Modularity via a Stan model generator

This is a proposal for a large scale refactor that is not part of the current MVP development timeline. It will need substantially more discussion and potentially significantly more resources than we currently have. I’ll update this initial post with more detail in the near term.

The current Stan model implementation is built in a similar way to rstanarm in that it is monolithic and all components are integrated but optional. This is nice as it gives a single model to compile and makes it easier for us to avoid duplicating code. However, it makes it much harder for contributors to add components without a very relatively good understanding of the majority of the model components, this is particularly true in the likelihood. It also makes it harder (but not impossible) to reuse model elements elsewhere. We have tried to deal with this issue by making the code very functional but clearly more needs to done.

Another design option is to use a Stan generating approach (with this being generalisable to other backends). An example of this is brms. This could be a complete custom implementation or it could make use of brms functionality (which could replace much or all of our current formula code).

Making use of brms is ideal as so much great work has already been done. However there are several issues with this. One is that it makes it harder to change backends though this is of course a stretch goal. Another is that it is difficult. I have tried historically two approaches:

  • Using the custom code interface in brms
  • Generating Stan code with brms and then modifying it

Both of these turned out to be quite hard. The first gave a restricted subset of models and was quite hard to understand (maybe again restricting contributors and reuse). It needed significantly more effort than I had available to me to make it work. It would also likely not be possible to use as much optimisation as we currently have due to package restrictions. The second worked well for individual models but was quite brittle and so hard to generalise into a tool.

Going for a custom Stan generator is perhaps the easiest option. I have a partial prototype for this but it is again non-trivial to make it work well and to be easy to use. In many ways it is a domain independent project so ideally it would be dealt with by others in the Stan community with more resources but I haven’t seen much happening in this direction.
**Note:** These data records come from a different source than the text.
PR #172, opened 2024-01-26
Document process for resuming alternating solve runs

trautmane:
To conserve compute resources, we would like to first (optimisitcally) solve with a smaller number of alternating runs (e.g. 2) and then have the option to resume the process with additional runs later if necessary.  I initially considered adding naming/suffix parameters to AlternatingRunParaemeters, but realized that things get messy trying to avoid naming conflicts with existing stacks since prior runs may or may not have kept intermediate stacks.  I decided it was easier to leave the current process as-is and handle resumes by specifying the previous aligned stacks as source stacks.  This will produce stacks with ugly aggregated names but it avoids conflicts and the stacks can be renamed later with a script if desired.

To resume a run, you specify the previous aligned result as a "raw" source and set shiftBlocks to true if there were an odd number of prior runs:
```
  "pipelineStackGroups": {
    "raw": {
      "projectPattern": "^cut_000_to_009$",
      "stackPattern": "^c..._s..._v01_align$"   // instead of "^c..._s..._v01$"
    },
    ...
  },
  "pipelineSteps": [
    "ALIGN_TILES"
  ],
  ...
  "affineBlockSolverSetup": {
    ...
    "blockPartition": {
      ...
      "shiftBlocks": false                      // set to true if odd number of prior runs
    },
    "alternatingRuns": {
      "nRuns": 2,
      "keepIntermediateStacks": false
    }
  },

```

Here are what the stack names might look like when resuming a run that had 2 prior runs:
```
first run:
  source: c009_s310_v01 ->
    c009_s310_v01_align_run1
    c009_s310_v01_align_run2 (or c009_s310_v01_align if keepIntermediateStacks false)

resumed run:
  source: c009_s310_v01_align_run2 ->
    c009_s310_v01_align_run2_align_run1
    c009_s310_v01_align_run2_align_run2 (or c009_s310_v01_align_run2_align if keepIntermediateStacks false)
```

Let me know if you think this approach is reasonable or if you think there is a better way.

Although I did not end up adding any code to support resuming alternating runs, I did improve the spark distribute affine solve parallelization and fixed a couple of bugs so there is a little related code to review :).

### DIFF
--- a/render-ws-java-client/src/main/java/org/janelia/render/client/parameter/StackIdWithZParameters.java
+++ b/render-ws-java-client/src/main/java/org/janelia/render/client/parameter/StackIdWithZParameters.java
@@ -136,7 +136,7 @@ public class StackIdWithZParameters
         return batchedList;
     }
 
-    private List<StackId> getEligibleStackIds(final RenderDataClient renderDataClient)
+    public List<StackId> getEligibleStackIds(final RenderDataClient renderDataClient)
             throws IOException {
 
         final StackIdNamingGroup defaultGroup = new StackIdNamingGroup(projectPattern, stackPattern);
--- a/render-ws-java-client/src/main/java/org/janelia/render/client/parameter/StackIdWithZParameters.java
+++ b/render-ws-java-client/src/main/java/org/janelia/render/client/parameter/StackIdWithZParameters.java
@@ -136,7 +136,7 @@ public class StackIdWithZParameters
         return batchedList;
     }
 
-    public List<StackId> getEligibleStackIds(final RenderDataClient renderDataClient)
+    private List<StackId> getEligibleStackIds(final RenderDataClient renderDataClient)
             throws IOException {
 
         final StackIdNamingGroup defaultGroup = new StackIdNamingGroup(projectPattern, stackPattern);
--- a/render-ws-java-client/src/test/java/org/janelia/render/client/parameter/StackIdWithZParametersTest.java
+++ b/render-ws-java-client/src/test/java/org/janelia/render/client/parameter/StackIdWithZParametersTest.java
@@ -40,34 +40,6 @@ public class StackIdWithZParametersTest {
     private final RenderDataClient mockDataClient = new MockRenderDataClient(owner, projectA, stackIds);
 
     @Test
-    public void testGetEligibleStackIds() throws IOException {
-
-        final StackIdWithZParameters params = new StackIdWithZParameters();
-
-        params.projectPattern = ".*ProjectA$";
-        List<StackId> eligibleStackIds = params.getEligibleStackIds(mockDataClient);
-        Assert.assertEquals("all stacks should be returned with default project pattern",
-                            12, eligibleStackIds.size());
-
-        params.projectPattern = null;
-        params.stackPattern = "stack1.*";
-        eligibleStackIds = params.getEligibleStackIds(mockDataClient);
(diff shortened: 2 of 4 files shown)


render-ws-java-client/src/main/java/org/janelia/render/client/parameter/StackIdWithZParameters.java
```diff
@@ -136,7 +136,7 @@ public List<StackWithZValues> buildListOfStackWithBatchedZ(final RenderDataClien
         return batchedList;
     }
 
-    private List<StackId> getEligibleStackIds(final RenderDataClient renderDataClient)
+    public List<StackId> getEligibleStackIds(final RenderDataClient renderDataClient)
```
minnerbe, line 139: I know I've been a lot more neglectful than you with commenting in the past, but I suggest we add a doc string if some method's visibility is set to public.

render-ws-java-client/src/test/java/org/janelia/render/client/parameter/StackIdWithZParametersTest.java
```diff
@@ -0,0 +1,127 @@
...
+            new StackId(owner, projectB, "stack1_align"),
+            new StackId(owner, projectB, "stack2_align"),
+            new StackId(owner, projectB, "stack1_align_ic"),
+            new StackId(owner, projectB, "stack2_align_ic")
+    );
+
+    private final RenderDataClient mockDataClient = new MockRenderDataClient(owner, projectA, stackIds);
+
+    @Test
+    public void testGetEligibleStackIds() throws IOException {
```
minnerbe, line 43: It seems to me that this doesn't really test the behavior of `StackIdWithZParameters`, but just tests if the line
```Java
return hasProjectPattern ? renderDataClient.getOwnerStacks() : renderDataClient.getProjectStacks();
```
does the right thing (which I would classify as implementation detail and most of which is mocked anyway).

Was `getEligibleStackIds` only made public to be able to test it here? If so, it should probably remain private and not be tested at all.

minnerbe (changes requested):
Except for the comment in the test, everything else looks good to me. I would suggest to simply revert the visibility of `getEligibleStackIds` to `private` and not test it. Since it is part of the observable behavior, this method is implicitly tested anyway.

To your question: the only alternative solution that comes to my mind is to explicitly introduce a parameter `int resumeFromRun` to mark the given stack as "run n" from a previous execution. Then, we could revert appending the "_align" suffix and just go on with the regular naming scheme. This is probably some work, though, and I don't see how this is better than your current solution (except for the minor inconvenience of "_align_runN" stacks). So, I would just leave it as it is for now and see how often we actually need to do extra runs.

render-ws-java-client/src/main/java/org/janelia/render/client/parameter/StackIdWithZParameters.java
trautmane: agreed - I think it is good practice to javadoc anything public

render-ws-java-client/src/test/java/org/janelia/render/client/parameter/StackIdWithZParametersTest.java
trautmane: Yeah - I drafted this originally because I hadn't found the flipped logic bug in StackIdNamingGroup yet.  I agree it is easier to drop the test and restore getEligibleStackIds to a private method (and rely on testGetStackIdList to catch future issues).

An alternative to this project is changing completely to a different backend as the primary modelling option. Other potential tooling, mostly in python and Julia, have much richer programming tools available to them and so could be a better option for an easy to use modular library of infectious disease model components.

A smaller scale project but one that would still have much value is integrating tools from brms or similar packages to manage elements of our formula interface and potential Stan code. This would make a future switch to a model generator easier and potentially help us add useful features such as Gaussian processes which otherwise we will have to implement ourselves and this is non-trivial.

I’m very interested to hear what people think about this, why it doesn’t exist elsewhere and potential options for making it happen.